Wherever the line with "Adding option to" sits in the listing below, transcribe from it up to and including the line with "During avro codegen, the", exactly, and leave the remaining lines out.
▼▼▼
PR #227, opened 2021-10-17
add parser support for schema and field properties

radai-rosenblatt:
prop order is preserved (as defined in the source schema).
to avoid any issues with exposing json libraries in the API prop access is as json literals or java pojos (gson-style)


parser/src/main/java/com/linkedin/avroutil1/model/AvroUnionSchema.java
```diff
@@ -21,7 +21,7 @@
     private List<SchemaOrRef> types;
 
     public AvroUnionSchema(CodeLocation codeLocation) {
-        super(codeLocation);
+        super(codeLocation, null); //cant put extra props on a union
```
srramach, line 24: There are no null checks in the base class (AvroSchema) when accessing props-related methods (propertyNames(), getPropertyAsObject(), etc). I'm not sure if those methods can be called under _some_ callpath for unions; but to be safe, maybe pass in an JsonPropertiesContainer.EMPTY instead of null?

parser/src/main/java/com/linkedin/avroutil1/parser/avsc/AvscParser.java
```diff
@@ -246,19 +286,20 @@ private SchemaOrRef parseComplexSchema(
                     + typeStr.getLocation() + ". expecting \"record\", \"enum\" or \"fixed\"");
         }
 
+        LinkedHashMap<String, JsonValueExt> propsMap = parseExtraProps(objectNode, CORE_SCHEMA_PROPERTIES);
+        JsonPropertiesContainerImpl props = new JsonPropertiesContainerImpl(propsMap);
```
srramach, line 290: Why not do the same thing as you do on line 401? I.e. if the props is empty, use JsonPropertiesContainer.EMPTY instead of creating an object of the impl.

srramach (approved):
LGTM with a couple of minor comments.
▲▲▲
▼▼▼
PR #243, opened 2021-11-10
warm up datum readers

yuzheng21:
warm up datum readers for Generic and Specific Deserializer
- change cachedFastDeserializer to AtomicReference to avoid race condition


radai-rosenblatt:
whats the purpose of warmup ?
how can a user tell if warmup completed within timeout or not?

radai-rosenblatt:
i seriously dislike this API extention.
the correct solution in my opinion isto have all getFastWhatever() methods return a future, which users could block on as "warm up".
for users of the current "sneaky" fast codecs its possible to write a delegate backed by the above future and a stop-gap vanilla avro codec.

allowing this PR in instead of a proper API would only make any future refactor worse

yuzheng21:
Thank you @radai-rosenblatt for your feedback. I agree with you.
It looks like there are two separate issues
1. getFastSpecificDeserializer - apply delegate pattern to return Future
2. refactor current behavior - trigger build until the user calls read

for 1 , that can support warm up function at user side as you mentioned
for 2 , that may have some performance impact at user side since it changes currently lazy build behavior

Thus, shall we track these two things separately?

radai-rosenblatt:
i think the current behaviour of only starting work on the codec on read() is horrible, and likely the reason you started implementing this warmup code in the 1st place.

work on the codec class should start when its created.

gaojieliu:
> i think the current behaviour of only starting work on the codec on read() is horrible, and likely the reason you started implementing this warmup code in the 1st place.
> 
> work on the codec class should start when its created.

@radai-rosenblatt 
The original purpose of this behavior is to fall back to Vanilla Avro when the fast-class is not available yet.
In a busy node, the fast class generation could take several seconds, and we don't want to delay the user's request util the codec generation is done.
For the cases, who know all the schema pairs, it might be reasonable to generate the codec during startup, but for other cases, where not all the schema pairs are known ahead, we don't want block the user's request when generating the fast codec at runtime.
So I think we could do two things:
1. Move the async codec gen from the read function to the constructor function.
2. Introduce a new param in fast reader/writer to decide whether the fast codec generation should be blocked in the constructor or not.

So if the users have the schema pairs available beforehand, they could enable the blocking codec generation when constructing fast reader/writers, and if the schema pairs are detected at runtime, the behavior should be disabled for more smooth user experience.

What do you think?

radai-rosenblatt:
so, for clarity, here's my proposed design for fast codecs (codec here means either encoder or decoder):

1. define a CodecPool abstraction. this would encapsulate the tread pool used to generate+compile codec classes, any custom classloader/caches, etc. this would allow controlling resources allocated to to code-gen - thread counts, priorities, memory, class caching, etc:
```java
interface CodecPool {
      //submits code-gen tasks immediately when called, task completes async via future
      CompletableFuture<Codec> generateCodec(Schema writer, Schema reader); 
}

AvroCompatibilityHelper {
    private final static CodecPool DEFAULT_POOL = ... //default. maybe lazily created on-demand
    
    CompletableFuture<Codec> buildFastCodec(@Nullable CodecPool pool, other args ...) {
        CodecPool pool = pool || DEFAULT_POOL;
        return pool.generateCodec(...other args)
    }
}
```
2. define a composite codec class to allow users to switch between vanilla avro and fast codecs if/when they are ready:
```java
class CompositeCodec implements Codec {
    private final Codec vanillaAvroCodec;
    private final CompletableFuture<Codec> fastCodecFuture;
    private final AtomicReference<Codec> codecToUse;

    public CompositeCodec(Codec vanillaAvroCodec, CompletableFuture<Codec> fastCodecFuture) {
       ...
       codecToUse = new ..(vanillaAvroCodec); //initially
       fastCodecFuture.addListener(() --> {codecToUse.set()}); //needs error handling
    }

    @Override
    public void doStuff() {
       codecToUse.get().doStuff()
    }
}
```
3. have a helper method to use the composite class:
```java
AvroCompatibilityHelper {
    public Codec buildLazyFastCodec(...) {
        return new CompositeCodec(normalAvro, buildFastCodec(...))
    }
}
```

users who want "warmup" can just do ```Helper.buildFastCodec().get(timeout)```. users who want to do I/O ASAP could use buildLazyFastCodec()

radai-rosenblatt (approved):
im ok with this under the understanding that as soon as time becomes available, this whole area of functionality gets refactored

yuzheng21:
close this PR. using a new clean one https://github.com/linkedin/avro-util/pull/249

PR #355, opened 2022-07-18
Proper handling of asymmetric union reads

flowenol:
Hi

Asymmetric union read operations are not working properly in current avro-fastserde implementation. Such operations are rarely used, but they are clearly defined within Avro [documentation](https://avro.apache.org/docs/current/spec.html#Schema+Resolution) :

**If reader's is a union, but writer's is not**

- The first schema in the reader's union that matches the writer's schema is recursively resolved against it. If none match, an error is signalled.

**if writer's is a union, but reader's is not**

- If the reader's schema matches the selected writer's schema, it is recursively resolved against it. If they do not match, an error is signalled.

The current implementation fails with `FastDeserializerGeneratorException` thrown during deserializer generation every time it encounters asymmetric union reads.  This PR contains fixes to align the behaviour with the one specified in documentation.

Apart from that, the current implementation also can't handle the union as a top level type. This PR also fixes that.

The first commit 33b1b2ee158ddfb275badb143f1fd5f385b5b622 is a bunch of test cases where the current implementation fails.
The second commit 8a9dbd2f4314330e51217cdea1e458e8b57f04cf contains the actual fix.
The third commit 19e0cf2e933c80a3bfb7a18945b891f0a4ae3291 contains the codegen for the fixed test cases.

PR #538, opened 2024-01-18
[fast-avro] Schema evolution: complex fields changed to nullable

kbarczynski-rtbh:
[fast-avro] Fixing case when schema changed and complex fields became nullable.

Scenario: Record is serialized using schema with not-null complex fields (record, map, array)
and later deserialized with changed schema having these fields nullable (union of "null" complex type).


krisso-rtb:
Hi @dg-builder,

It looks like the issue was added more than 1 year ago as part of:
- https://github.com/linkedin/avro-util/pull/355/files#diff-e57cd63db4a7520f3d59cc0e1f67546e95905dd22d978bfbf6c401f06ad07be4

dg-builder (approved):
▲▲▲
▼▼▼
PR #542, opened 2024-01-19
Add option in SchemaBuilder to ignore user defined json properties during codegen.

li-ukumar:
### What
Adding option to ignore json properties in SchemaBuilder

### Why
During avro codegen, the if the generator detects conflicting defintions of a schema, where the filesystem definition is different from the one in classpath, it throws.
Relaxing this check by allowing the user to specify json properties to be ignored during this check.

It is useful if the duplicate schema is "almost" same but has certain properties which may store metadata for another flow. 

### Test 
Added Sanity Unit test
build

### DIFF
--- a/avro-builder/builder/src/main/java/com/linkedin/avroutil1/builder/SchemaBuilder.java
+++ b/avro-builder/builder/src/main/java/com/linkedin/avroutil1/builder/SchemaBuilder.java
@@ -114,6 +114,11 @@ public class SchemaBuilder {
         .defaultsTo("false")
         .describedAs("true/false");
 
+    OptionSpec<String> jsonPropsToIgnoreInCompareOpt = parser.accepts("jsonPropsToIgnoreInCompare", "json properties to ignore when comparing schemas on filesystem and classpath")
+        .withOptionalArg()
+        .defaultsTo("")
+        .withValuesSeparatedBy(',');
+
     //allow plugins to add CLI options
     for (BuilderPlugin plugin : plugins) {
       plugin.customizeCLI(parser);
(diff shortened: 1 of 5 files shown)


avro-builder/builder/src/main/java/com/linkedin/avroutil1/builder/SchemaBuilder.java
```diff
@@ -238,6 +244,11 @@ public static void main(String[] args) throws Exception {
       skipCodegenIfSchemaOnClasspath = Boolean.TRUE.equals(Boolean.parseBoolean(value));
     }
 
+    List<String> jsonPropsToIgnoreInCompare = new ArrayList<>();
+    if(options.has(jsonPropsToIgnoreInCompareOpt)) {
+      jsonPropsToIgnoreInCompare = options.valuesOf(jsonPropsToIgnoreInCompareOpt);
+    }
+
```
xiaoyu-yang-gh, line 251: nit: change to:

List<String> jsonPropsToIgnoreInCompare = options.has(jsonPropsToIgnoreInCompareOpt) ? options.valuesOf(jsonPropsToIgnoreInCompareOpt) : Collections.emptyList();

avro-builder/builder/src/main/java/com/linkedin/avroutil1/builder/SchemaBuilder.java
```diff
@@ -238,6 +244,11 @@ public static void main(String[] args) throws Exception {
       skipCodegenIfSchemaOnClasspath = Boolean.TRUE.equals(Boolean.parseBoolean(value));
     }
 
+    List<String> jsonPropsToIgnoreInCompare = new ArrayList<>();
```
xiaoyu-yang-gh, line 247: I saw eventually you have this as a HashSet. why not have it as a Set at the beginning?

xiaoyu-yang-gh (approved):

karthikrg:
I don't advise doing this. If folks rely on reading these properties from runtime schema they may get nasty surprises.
▲▲▲
> _EXPECTED ANSWER_
Adding option to ignore json properties in SchemaBuilder

### Why
During avro codegen, the if the generator detects conflicting defintions of a schema, where the filesystem definition is different from the one in classpath, it throws.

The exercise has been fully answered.